/zhang-shasha-java

Primary LanguageJavaMIT LicenseMIT

Zhang-Shasha tree distance algorithm

A Java implementation of Zhang-Shasha algorithm for ordered tree distance calculation. Calculates a series of transformations required to transform one tree into another. Every transformation has an associated cost. The sum of costs of all transformations is minimal - the tree distance.

For further information see paper by K. Zhang et al.: http://grantjenks.com/wiki/_media/ideas/simple_fast_algorithms_for_the_editing_distance_between_tree_and_related_problems.pdf

Or the lecture slides by Nikolaus Augsten: http://www.inf.unibz.it/dis/teaching/ATA/ata6-handout-1x1.pdf http://www.inf.unibz.it/dis/teaching/ATA/ata7-handout-1x1.pdf

Usage

The usage depends on the desired result. If you only want to retrieve the tree distance between two trees, then your tree node object should implement TreeNode interface. For example:

class MyTreeNode implements TreeNode {

    private String label;
    
    private List<MyTreeNode> children;
    
    private MyTreeNode parent;
    
    public MyTreeNode(String label) {
        this.label = label;
    }
    
    @Override
    public List<? extends TreeNode> getChildren() {
        return this.children;
    }    
    
    @Override
    public TreeNode getParent() {
        return this.parent;
    }
    
    @Override
    public int getTransformationCost(TreeOperation operation, TreeNode other) {
        switch (operation) {
            case OP_DELETE_NODE:
                return 1;

            case OP_INSERT_NODE:
                return 1;

            default:
                return this.label.equals(((MyTreeNode) other).label) ? 0 : 1;
        }
    }

}

Afterwards a call to

TreeNode t1 = ...
TreeNode t2 = ...
int dist = TreeDistance.treeDistanceZhangShasha(t1, t2);

will return the tree distance between t1 and t2.

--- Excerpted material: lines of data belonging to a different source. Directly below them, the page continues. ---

PR #176, opened 2016-02-16
Copy base styles set by govuk template

gemmaleigh:
This pull request removes any GOV.UK template-specific variables and mixins.
It aims to ensure that the govuk-elements-sass package can be used without govuk_template (so only the govuk_frontend_toolkit is a dependency).

The base partial is renamed to govuk-template-base.scss to make it clear where these styles have come from.

Variables used only by the GOV.UK template for header and footer colours, eg. $footer-background are removed. 

The `media-down(mobile)` mixin is swapped with `media(tablet)` for external links, [to match the template](https://github.com/alphagov/govuk_template/commit/86106bfb332ff5c0346b92310a4117daeb2d8c8d).

cc. @dsingleton, @robinwhittleton.

### DIFF
--- a/public/sass/_govuk-elements.scss
+++ b/public/sass/_govuk-elements.scss
@@ -32,7 +32,7 @@
 // Base (unclassed HTML elements)
 // These are predefined by govuk_template
 // If you're not using govuk_template, uncomment the line below.
-// @import "elements/base";                       // HTML elements, set by the GOV.UK template
+@import "elements/govuk-template-base";           // Base styles set by GOV.UK template
 
 // Objects (unstyled design patterns)
 @import "elements/layout";                        // Main content container. Grid layout - rows and column widths
--- a/public/sass/elements/_govuk-template-base.scss
+++ b/public/sass/elements/_govuk-template-base.scss
@@ -1,7 +1,22 @@
 // https://github.com/alphagov/govuk_template/blob/master/source/assets/stylesheets/_basic.scss
 
 // basic styles for HTML5 and other elements
-html, body, div, h1, h2, h3, h4, h5, h6, article, aside, footer, header, hgroup, nav, section {
+html,
+body,
+div,
+h1,
+h2,
+h3,
+h4,
+h5,
+h6,
+article,
+aside,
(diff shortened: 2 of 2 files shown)


mcgoooo:
@gemmaleigh amazing, looks good!

gemmaleigh:
It would be good to fix this.

cc. @robinwhittleton, @tombye, @dsingleton, @fofr.

This exists because of the [GOV.UK template](https://github.com/alphagov/govuk_template/pull/201), overrides the $grey colours from the frontend toolkit. 

It would also be good to remove `media-down`, [where it still exists](https://github.com/alphagov/govuk_template/search?utf8=%E2%9C%93&q=media-down).

dsingleton:
Hi, i'm not sure i'm in a good position to review this - I don't have the context behind the change :(

It's not clear to me why this file exists and duplicates the styles from `govuk_template`. I'm also a confused why the diff is adding a new file that duplicates [`_base.scss`](https://github.com/alphagov/govuk_elements/blob/fix-base-styles-set-by-govuk-template/public/sass/elements/_base.scss) - was that supposed to be moved/removed?

gemmaleigh:
For anyone using GOV.UK elements, but not using GOV.UK template - this file (which has been renamed to show where its contents originated from) - copies the base styles set by the GOV.UK template.

@fofr had this issue, as did @mcgoooo. 

These GOV.UK template base styles use an old `$grey` variable, which doesn't exist in the frontend toolkit and also use the media-down mixin.

e4592d7 copies the $grey variable that is missing from the frontend toolkit

127d829 swaps the order for external link sizes, so [media-down](https://github.com/alphagov/govuk_template/blob/8fa253ff88dd3bb43aba813f0cb7b6da269995b0/source/assets/stylesheets/styleguide/_conditionals2.scss) isn't being used.

Ideally, these base styles would exist in the govuk frontend toolkit, to avoid duplication here.

robinwhittleton:
Let’s talk this over in person tomorrow then make a decision.

robinwhittleton:
All looks good.

PR #178, opened 2016-02-18
add margin-bottom to .code blocks

joelanman:
This has no effect on inline elements with the `code` class, but importantly adds a margin-bottom to any block elements.

### DIFF
--- a/public/sass/elements/_elements-typography.scss
+++ b/public/sass/elements/_elements-typography.scss
@@ -251,6 +251,7 @@ p {
   background-color: $highlight-colour;
   border: 1px solid $border-colour;
   padding: 4px 4px 2px 4px;
+  margin-bottom: $gutter;
 }
 
 // Horizontal rule style


gemmaleigh:
Hi @joelanman, it would be good to know where you intend to use this. 

For formatted blocks of code, GOV.UK elements uses `<pre>` as a wrapper, which sets the bottom margin. 

These styles are defined in prism.css.

```
pre[class*="language-"] {
  padding: 1em;
  margin-bottom: $gutter;
  overflow: auto;
}
```

Would it work for you if these styles were copied to typography.scss? (I'm assuming you want to include code examples in the prototype kit).

joelanman:
oops I forgot to reply here - yeh code examples in the kit is what I'm trying to achieve, so yeh whatever Element's using would be good. Then again - is Elements the place to put this? It's not useful on GOV.UK as far as I know. Might be best just defined in Elements and the Kit separately.

gemmaleigh:
@joelanman are you happy to close this in favour of adding prism.js to the prototype kit and setting any styling for `<pre>` in prism.css?

joelanman:
sure thats a better idea, thanks!

PR #180, opened 2016-02-19
[For discussion, do not merge] Aim to make margins and spacing more consistent

gemmaleigh:
I think this can be split into 2 PRs.

1. To set consistent margins for lists, panels and tables to match body text:
15px (`$gutter-half`) for smaller viewports, 20px (`$gutter-two-thirds`) for larger viewports 

2. To make the margins on `.heading-size` classes in GOV.UK elements more sensible.

For large headings - make the margins consistent with the govspeak
titles - for both 48px and 36px titles, use margins of 15px for
smaller viewports and 45px (`$gutter * 1.5`) for larger viewports.

For smaller headings, use 15px for
smaller viewports and 30px (`$gutter`) for larger viewports. 

### Before:

before - example margins and spacing typography gov uk elements

### After: 

after - example margins and spacing typography gov uk elements

### 
With a background colour to make the margins easier to see.

### Before:

before - pink - example margins and spacing typography gov uk elements

### After: 
after - pink - example margins and spacing typography gov uk elements

### DIFF
--- a/public/sass/elements/_elements-typography.scss
+++ b/public/sass/elements/_elements-typography.scss
@@ -67,12 +67,12 @@ main {
 .heading-xlarge {
   @include bold-48();
 
-  margin-top: em(15, 32);
-  margin-bottom: em(30, 32);
+  margin-top: $gutter-half;
+  margin-bottom: $gutter-half;
 
   @include media(tablet) {
-    margin-top: em(30, 48);
-    margin-bottom: em(60, 48);
+    margin-top: $gutter * 1.5;
+    margin-bottom: $gutter * 1.5;
   }
 
   .heading-secondary {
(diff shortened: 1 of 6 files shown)


edwardhorsford:
IMHO these are really large margins for headings. When a 36px heading is used on one question per page or body copy ends up really far down. They look good for longform copy, but I'm not so sure for services.

fofr:
When looking at the margins for govuk_components I also found that one size doesn't fit all. It'd be nice to do some separate investigation into what works for different types of content, and then define that. cc @markhurrell

gemmaleigh:
Hi @edwardhorsford I'll add an example service page so we can compare. Here the heading spacing has been reduced, which will ensure body copy sits further up the page.

gemmaleigh:
This PR needs a a set of "One question per page" examples to be built to compare the heading sizing and spacing on form pages, vs. longer text pages.

I'm closing this for now, as I'm away until the 15th of April. I'll reopen once I'm back.

PR #182, opened 2016-02-23
Remove invalid ARIA role

gemmaleigh:
This was copied from the [govuk-breadcrumb component](https://github.com/alphagov/static/pull/737), which has since removed `role=“breadcrumbs”`.

cc. @robinwhittleton, @fofr.

### DIFF
--- a/views/includes/breadcrumb.html
+++ b/views/includes/breadcrumb.html
@@ -1,5 +1,5 @@
 <div class="breadcrumbs">
-  <ol role="breadcrumbs">
+  <ol>
     <li><a href="{{site.baseurl}}/">GOV.UK elements</a></li>
     {{#section}}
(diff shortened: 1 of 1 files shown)


robinwhittleton:
There’s an open question as the whether this should be replaced by a different role in the [static issue](https://github.com/alphagov/static/pull/737). Can we hold off on this until it’s resolved? (cc @aduggin)

gemmaleigh:
@robinwhittleton, I'll mark as not ready to merge - I created this PR as a reminder to update based on what gets merged into the component.

fofr:
Whether the pattern is improved or not, the role is invalid and should be removed. I don't see the ongoing pattern discussions as a blocker to this PR or the one on static.

gemmaleigh:
@fofr, I agree. I was waiting on a decision on the PR on static, but I would prefer to get this merged and improve the pattern later.

Issue #121, opened 2015-11-18
Make default table text size the same as body copy


timpaul:
We should assume that table text is the same 19px size as standard body copy, unless specified otherwise. Would be nice if the .font-xsmall class could be applied to an entire table though.

gemmaleigh:
Following the discussion in the front end meeting. we'll keep the text size for tabular data at 14px for smaller screens, 16px for tablet and up and for special cases, for example - the "Check your answers" pattern, the text size will be increased to the standard body copy size of 19px.

edwardhorsford:
@gemmaleigh I missed the frontend meeting. Could you summarise the discussion / the points for and against?

gemmaleigh:
@timpaul @edwardhorsford, [here's the PR to increase the font size for tables to 19px](https://github.com/alphagov/govuk_elements/pull/185), so tabular data is the same size as body copy. 

It also adds a new `.table-font-xsmall` class (as Tim suggested) to recreate GOV.UK style smaller tables.

gemmaleigh:
#185 fixes this.

PR #185, opened 2016-02-24
Use 19px as the default font size for tabular data

gemmaleigh:
All body copy should be the same, at 19px, this includes tabular data.

GOV.UK has tables set at 16px, these are to stand out from large areas
of body copy at 19px.

Add a .table-font-xsmall class, to recreate these smaller table styles.

After:

16px
16px - data gov uk elements

19px
19px - data gov uk elements

### DIFF
--- a/public/sass/elements/_tables.scss
+++ b/public/sass/elements/_tables.scss
@@ -8,8 +8,8 @@ table {
 
   th,
   td {
-    @include core-16;
-    padding: em(12, 16) em(20, 16) em(9, 16) 0;
+    @include core-19;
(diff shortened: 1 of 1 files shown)


gemmaleigh:
This fixes #121.

gemmaleigh:
cc. @timpaul, @edwardhorsford.

edwardhorsford:
Not tested, but I support the idea in principle!

dsingleton:
:+1: from me. It might be worth adding a table with a lot of columns, or wide column content, to illustrate the `table-font-xsmall`

timpaul:
:+1:

PR #187, opened 2016-02-25
Use aria-describedby to associate the hint with the form fields

gemmaleigh:
This will cause screen readers to announce the hint (after they
announce the legend and/or form label for the field).

cc. @aduggin.


joelanman:
nice!

robinwhittleton:
👍

PR #58, opened 2019-10-14
Automatically deploy documentation to docs.contao.org

Toflar:
This introduces automated deployment of the master branch to docs.contao.org on every push to the master branch.

### DIFF
--- a/.github/workflows/build_and_deploy.yaml
+++ b/.github/workflows/build_and_deploy.yaml
@@ -1,0 +1,47 @@
+name: Build and deploy to https://docs.contao.org
+
+on:
+    push:
+        branches:
+            - master
+
+jobs:
+    build_and_deploy:
+        runs-on: ubuntu-18.04
+        steps:
+            - name: Checkout
+              uses: actions/checkout@v1.0.0
+              with:
+                  submodules: true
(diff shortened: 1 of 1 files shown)


.github/workflows/build_and_deploy.yaml
```diff
@@ -0,0 +1,47 @@
+name: Build and deploy to https://docs.contao.org
+
+on:
+    push:
+        branches:
+        - master
```
leofeyer: Is this line correctly indented?

Toflar: Nope :D

Toflar: Fixed.

aschempp:
Does this include multilingual manuals? @fritzmg told me the current URL is actually wrong, as it does not contain `de`.

Toflar:
That's out of scope here. That's a build task, not a deployment task.

fritzmg:
> Does this include multilingual manuals? @fritzmg told me the current URL is actually wrong, as it does not contain `de`.

Yes, once we re-introduce the language parameter, it will be automatically deployed as well.

PR #80, opened 2019-10-15
Fixes for the introduction chapter

xchs:
BTW: The changes regarding the German lowercase umlaut "ü" are related to the macOS behavior which apparently renders and store this umlaut as precomposed characters.

_(I will review the other chapters in the next days.)_


netzarbeiter:
Thank you @xchs

PR #82, opened 2019-10-15
Correct typing error "weisst"

Mynyx:


Toflar:
Just as a hint: These are not a typing errors. They were written like that because it's the correct Swiss spelling. There's no `ß` for us :) I'm fine changing that for consistency of course but just to let you know that there will be more of those...forever 😄

netzarbeiter:
Thank you @Mynyx

PR #85, opened 2019-10-15
Update README.md

fkaminski:
Update README.md with further informatioen

### DIFF
--- a/README.md
+++ b/README.md
@@ -2,16 +2,22 @@
 
 The documentation for the Contao project will be maintained in this repository.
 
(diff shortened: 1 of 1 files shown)


fkaminski:
Sorry - have a content error here:
It should be: 
git clone --recurse-submodules https://github.com/contao/docs.git
instead of
git clone --recurse-submodules https://github.com/fkaminski/docs.git

So how do i can update/fix this now?

fkaminski:
Will try again with new PR

PR #105, opened 2019-10-20
add language parameter (for all languages)

fritzmg:
This (re-)adds the language parameters to the URLs, so that URLs will be correct in the future.

A few things to note here:

* We are using the `url` [front matter variable](https://gohugo.io/content-management/front-matter/) in order to "translate" the URL path for a page. However, this parameter overrides _the whole_ URL, including any language parameter that would be present otherwise. Thus we need to manually include that (this PR fixes that for each page).

* Originally I wanted to completely disable the English language, as long as the English translation is still incomplete. However, since there would be only one language left, Hugo automatically does not add the language prefix any more then. Thus the English language is currently enabled and I have translated at least the home page and the index page for "Extensions" - since those would be the only "visible" pages for the English page tree.

* We had some trouble with images not showing up before, but I think it is fine now.

### DIFF
--- a/docs/manual/extensions/cca-merger2.en.md
+++ b/docs/manual/extensions/cca-merger2.en.md
@@ -1,7 +1,6 @@
 ---
 title: "Merger²"
 description: "Merger² is a frontend module to display modules/contents under certain conditions."
-url: "de/extension/merger2"
 ---
 
 **[contao-community-alliance/merger2](https://packagist.org/packages/contao-community-alliance/merger2)**
--- a/docs/manual/extensions/cca-merger2.en.md
+++ b/docs/manual/extensions/cca-merger2.en.md
@@ -1,7 +1,7 @@
 ---
 title: "Merger²"
 description: "Merger² is a frontend module to display modules/contents under certain conditions."
-url: "extension/merger2"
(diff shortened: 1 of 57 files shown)


docs/manual/extensions/cca-merger2.en.md
```diff
@@ -1,7 +1,7 @@
 ---
 title: "Merger²"
 description: "Merger² is a frontend module to display modules/contents under certain conditions."
-url: "extension/merger2"
+url: "de/extension/merger2"
```
netzarbeiter: This is the english version of the file.

docs/manual/extensions/metamodels.en.md
```diff
@@ -1,7 +1,7 @@
 ---
 title: "MetaModels"
 description: "MetaModels is an extension for CMS Contao and provides a flexible and easy way to build your own data models."
-url: "extension/metamodels"
+url: "de/extension/metamodels"
```
netzarbeiter: This is the english version of the file.

netzarbeiter (changes requested):
Can you please change the url for the english files.

netzarbeiter (approved):
Thank you

PR #112, opened 2019-10-23
Polishing latest CONTRIBUTING.md

Toflar:


CONTRIBUTING.md
```diff
@@ -93,26 +95,31 @@ This should contain specific examples and use cases on how to use and implement
 
 * The paths and filenames should be in English
 * Consider that all markdown headings are taken over in the page navigation of the documentation
-* Use images by copying existing or create new ones only
```
Toflar, line 96: I had to remove this line because I did not understand what this should tell me? What was the intention here @fkaminski or @fritzmg? Did you maybe mean we should not link to external images because they might be removed?

fritzmg: Yeah, this should be made more clear. Basically the thing is: any new article should provide their own images, instead of re-using existing ones, to avoid broken images if an image is changed or moved for another article.

/cc @netzarbeiter

Toflar: Checkout 4ae2a24 then :)

fritzmg (approved):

If you want to actually transform one tree into another, then your tree node object should implement the EditableTreeNode interface:

class MyTreeNode implements EditableTreeNode {

    private String label;
    
    private List<MyTreeNode> children;
    
    private MyTreeNode parent;

    ...
    
    @Override
    public TreeNode cloneNode() {
        return new MyTreeNode(this.label);
    }    
    
    @Override
    public int positionOfChild(TreeNode child) {
        for (int i = 0; i < this.children.size(); i++) {
            if (this.children.get(i) == child)
                return i;
        }

        return -1;
    }   
    
    @Override
    public void setParent(TreeNode newParent) {
        this.parent = (MyTreeNode) newParent;
    }    
    
    @Override
    public void addChildAt(TreeNode child, int position) {
        this.children.add(position, (MyTreeNode) child);
    }  
    
    @Override
    public void renameNodeTo(TreeNode other) {
        this.label = ((MyTreeNode) other).label;
    }    
    
    @Override
    public void deleteChild(TreeNode child) {
        this.children.remove(child);
    }    
}

Afterwards a list of TreeTransformation objects can be obtained and used to transform the tree in-place:

EditableTreeNode t1 = ...
EditableTreeNode t2 = ...
List<TreeTransformation> tr = TreeDistance.treeDistanceZhangShasha(t1, t2);

t1 = TreeDistance.transformTree(t1, tr); // t1 is now equal to t2

Note: all tree operations are based on memory references. If your tree node object implements equals() and/or hashCode() methods, make sure that deleteChild(TreeNode child) method removes children by reference.